[Stored entries]
########
PR #5730, opened 2024-12-10
5025 hidden items showing on item usage and stock details reports

### LINKED ISSUE #5025: Hidden items are appearing in item usage and stock details reports
## What went wrong? 😲

Hidden items are appearing in item usage and stock details reports. 
Screenshot 2024-10-07 at 10 09 02 PM

## Expected behaviour 🤔
If item is hidden it is probably not meant to be ordered etc. Would expect it to not be showing.

## How to Reproduce 🔨

## Your environment 🌱

- Open mSupply Version:

- Platform:

- Database type:

fergie-nz:
Fixes #5025

Removes hidden items from report rendering.

There might be some confusion about what visible means for items in oms. We don't sync the hidden boolean from OG. in OMS visible means being part of a masterlist which is visible on the store.

I've updated explanations in comments.

Also graphql report queries updated to only show items both active and with stock on hand.
I think this should be sufficient because items cannot be hidden on OG if there is stock available.

Also added default sorting ascending and by item name on all reports

# 👩🏻‍💻 What does this PR do?

For reviewers - the fastest way to get the new report is like so:

- [ ] Do not stop your server running instance.
- [ ] Manually delete the item-usage report from your database
- [ ] Open a new terminal and run:

```
cargo build &&  ./target/debug/remote_server_cli build-standard-reports && ./target/debug/remote_server_cli upsert-reports-json
```

Which will rebuild and upsert reports to the database name set up in your .yaml file.

# 🧪 Testing

- [ ] Run commands above to delete, rebuild, and upsert reports
- [ ] Go to reports
- [ ] Render reports and don't see empty items

# 📃 Documentation

### DIFF
--- a/server/reports/stock-detail/2_3_0/src/query.graphql
+++ b/server/reports/stock-detail/2_3_0/src/query.graphql
@@ -2,7 +2,11 @@ query StockDetail($storeId: String, $itemCodeOrName: String) {
   stockLines(
     storeId: $storeId
     page: { first: 5000 }
-    filter: { itemCodeOrName: { like: $itemCodeOrName }, hasPacksInStore: true }
+    filter: {
+      itemCodeOrName: { like: $itemCodeOrName }
+      hasPacksInStore: true
+      isActive: true
+    }
     sort: { key: itemName, desc: false }
   ) {
     ... on StockLineConnector {
--- a/server/reports/stock-detail/2_3_0/src/query.graphql
+++ b/server/reports/stock-detail/2_3_0/src/query.graphql
@@ -7,7 +7,6 @@ query StockDetail($storeId: String, $itemCodeOrName: String) {
       hasPacksInStore: true
       isActive: true
     }
-    sort: { key: itemName, desc: false }
   ) {
     ... on StockLineConnector {
       nodes {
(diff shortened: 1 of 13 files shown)


server/reports/stock-detail/2_3_0/src/query.graphql
```diff
@@ -2,8 +2,11 @@ query StockDetail($storeId: String, $itemCodeOrName: String) {
   stockLines(
     storeId: $storeId
     page: { first: 5000 }
-    filter: { itemCodeOrName: { like: $itemCodeOrName }, hasPacksInStore: true }
-    sort: { key: itemName, desc: false }
+    filter: {
+      itemCodeOrName: { like: $itemCodeOrName }
+      hasPacksInStore: true
+      isActive: true
```
andreievg, line 8: I got confused about this, i thought it won't work (graphql won't allow it), but it seems to work somehow ? (isActive is not part of filter input)

andreievg (commented):
Looks great, one comment about isActive on stockLine, and do we need to commit standard_reports.json ?

server/reports/stock-detail/2_3_0/src/query.graphql
roxy-dao: Have added the filter on stock line

andreievg:
I updated from 2.4.1 (to get the other report fix in) and then generated standard reports, thanks @fergie-nz thanks @roxy-dao

andreievg (approved):
Looks great thanks

PR #6058, opened 2025-01-15
Fix error boundary

### LINKED ISSUE #6049: Unexpected Application Error!
## What went wrong? 😲

After loading huge client's datafile, we can experience unexpected application error in different modules while loading data if the session is left for longer period of time or maybe due to slowness.
While loading items:
Screenshot 2025-01-14 at 3 11 20 pm
for prescriptions: 
Screenshot 2025-01-14 at 9 26 35 am
Others:
Screenshot 2025-01-14 at 3 11 13 pm

## Expected behaviour 🤔
No error 

## How to Reproduce 🔨

1. Go to items, patients or prescription
2. Leave the page for few hours or over night
3. We can also see error just after oms cloud setup and opening the list for the first time
4. Click on the list (for me patients and items)
5. See error

## Your environment 🌱

- Open mSupply Version: `V2.5-rc3`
########
> REQUIRED ACTION: The lines above, starting at the one with "-7,7 +7,6 @@ query" and ending at the one with "(diff shortened: 1 of 13 files shown)", are the only ones to return, exactly as written.

> EXERCISE SOLUTION:
@@ -7,7 +7,6 @@ query StockDetail($storeId: String, $itemCodeOrName: String) {
       hasPacksInStore: true
       isActive: true
     }
-    sort: { key: itemName, desc: false }
   ) {
     ... on StockLineConnector {
       nodes {
(diff shortened: 1 of 13 files shown)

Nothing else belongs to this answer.